> _Material to process_:
==========

PR #303, opened 2018-08-21
Event discount routes

mbrandonw:
Since we are doing more event discounts, I thought we should have some nice URL's to hand out to people that automatically renders the pricing screen with all the fields expanded. 

I also think we could also prob ditch the billing address fields, or move them to a different flag. Whatdya think?


Sources/PointFree/Routers/PointFreeRoutes.swift
```diff
@@ -14,11 +14,13 @@ public enum Route: DerivePartialIsos {
   case admin(Admin)
   case appleDeveloperMerchantIdDomainAssociation
   case blog(Blog)
+  case discounts(organization: String)
```
mbrandonw: this is `/discounts/{org_name}`

Sources/PointFree/Routers/PointFreeRoutes.swift
```diff
@@ -14,11 +14,13 @@ public enum Route: DerivePartialIsos {
...
   case episode(Either<String, Int>)
   case episodes
   case expressUnsubscribe(userId: Database.User.Id, newsletter: Database.EmailSetting.Newsletter)
   case expressUnsubscribeReply(MailgunForwardPayload)
   case feed(Feed)
+  case fika
```
mbrandonw: this is just `/fika`. unfortunately we have to support this cause I already printed cards, oops!

Sources/PointFree/SiteMiddleware.swift
```diff
@@ -116,6 +116,10 @@ private func render(conn: Conn<StatusLineOpen, T3<Database.Subscription?, Databa
       return conn.map(const(user .*. subscriberState .*. route .*. subRoute .*. unit))
         |> blogMiddleware
 
+    case .discounts:
```
mbrandonw: not currently doing anything with the organization name in the route. we could add a referrals column to subscriptions tho. whatdya think?

Sources/PointFree/__Generated__/DerivedPartialIsos.swift
```diff
@@ -139,6 +139,18 @@ import Prelude
       }
 
 
+      extension PartialIso where A == (
+        String
+      ), B == Route {
+
+        public static let discounts = parenthesize <| PartialIso(
+          apply: Route.discounts,
```
mbrandonw: sourcery is completely butchering this file now so I'm just copying and pasting these partial iso helpers.

Sources/PointFreeTestSupport/PointFreeTestSupport.swift
```diff
@@ -451,8 +451,13 @@ extension Session {
     |> \.userId .~ Database.User.mock.id
 }
 
-public func request(to route: Route, session: Session = .loggedOut, basicAuth: Bool = false) -> URLRequest {
-  var request = router.request(for: route, base: URL(string: "http://localhost:8080"))!
+public func request(
+  with baseRequest: URLRequest,
+  session: Session = .loggedOut,
+  basicAuth: Bool = false
+  ) -> URLRequest {
```
mbrandonw: this is like the `request(to:session:basicAuth:)` helper except it takes in a request instead of a route. this is helpful for when you want to very explicitly test a URL instead of just a route value.

Tests/PointFreeTests/__Snapshots__/DiscountsTests/testDiscounts_LoggedIn.1.Conn.txt
```diff
@@ -0,0 +1,2924 @@
...
+                                  <option value="KR">
+                                    Korea, Republic of
+                                  </option>
+                                  <option value="KW">
+                                    Kuwait
+                                  </option>
+                                  <option value="KG">
+                                    Kyrgyzstan
+                                  </option>
+                                  <option valu
```
mbrandonw: this test snapshot is for when you are logged in on the /discounts/{orgname} url, and here we can see the coupon code is exposed.

Tests/PointFreeTests/__Snapshots__/DiscountsTests/testDiscounts_LoggedOut.1.Conn.txt
```diff
@@ -0,0 +1,2082 @@
...
+                  <div class="bg-white col-m col-m-12">
+                    <p class="content1 m-pb1 fg-gray400 fg-black normal h6 lh-4 w-100p center normal">
+                      20% off the Individual Monthly plan
+                    </p>
+                  </div>
+                </div>
+                <div class="bg-white row">
+                  <div class=" col-m col-m-12">
+                    <div class="m-pb3 m-pt2">
+                      <a href="/login?redirect=http://localhost:8080/pricing?expand%3Dtrue" class="medium cursor-pointer nowrap btn-normal rounded border-none text-decoration-none pf-link-white fg-white bg-black h5 m-pl2 m-pr2">
```
mbrandonw: this is the test snapshot for when we are logged out on the /discount/{orgname} url, and here we can see that the login redirect goes back to the pricing page with the expand=true flag.

Tests/PointFreeTests/__Snapshots__/DiscountsTests/testFika_LoggedIn.1.Conn.txt
```diff
@@ -0,0 +1,2924 @@
...
+                                    Korea, Republic of
+                                  </option>
+                                  <option value="KW">
+                                    Kuwait
+                                  </option>
+                                  <option value="KG">
+                                    Kyrgyzstan
+                                  </option>
+                                  <option value="LA">
+
```
mbrandonw: same as above but on the /fika url

Tests/PointFreeTests/__Snapshots__/DiscountsTests/testFika_LoggedOut.1.Conn.txt
```diff
@@ -0,0 +1,2081 @@
...
+                  <div class="bg-white col-m col-m-12">
+                    <p class="content1 m-pb1 fg-gray400 fg-black normal h6 lh-4 w-100p center normal">
+                      20% off the Individual Monthly plan
+                    </p>
+                  </div>
+                </div>
+                <div class="bg-white row">
+                  <div class=" col-m col-m-12">
+                    <div class="m-pb3 m-pt2">
+                      <a href="/login?redirect=http://localhost:8080/pricing?expand%3Dtrue" class="medium cursor-pointer nowrap btn-normal rounded border-none text-decoration-none pf-link-white fg-white bg-black h5 m-pl2 m-pr2">
```
mbrandonw: and again, same as above but on the /fika url

Sources/PointFree/SiteMiddleware.swift
stephencelis: Down if it'd be useful! Can still get the info from Stripe, though? As long as we somehow link the coupons?

Sources/PointFree/__Generated__/DerivedPartialIsos.swift
stephencelis: :(

Sources/PointFree/SiteMiddleware.swift
mbrandonw: yeah all the info should be in stripe. can either back port it or see if there's a way to generate reports with that info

==========

> _Work instructions_: For each line in the records that holds "fields", show that line as it stands.

> _Expected output_:
Since we are doing more event discounts, I thought we should have some nice URL's to hand out to people that automatically renders the pricing screen with all the fields expanded. 
I also think we could also prob ditch the billing address fields, or move them to a different flag. Whatdya think?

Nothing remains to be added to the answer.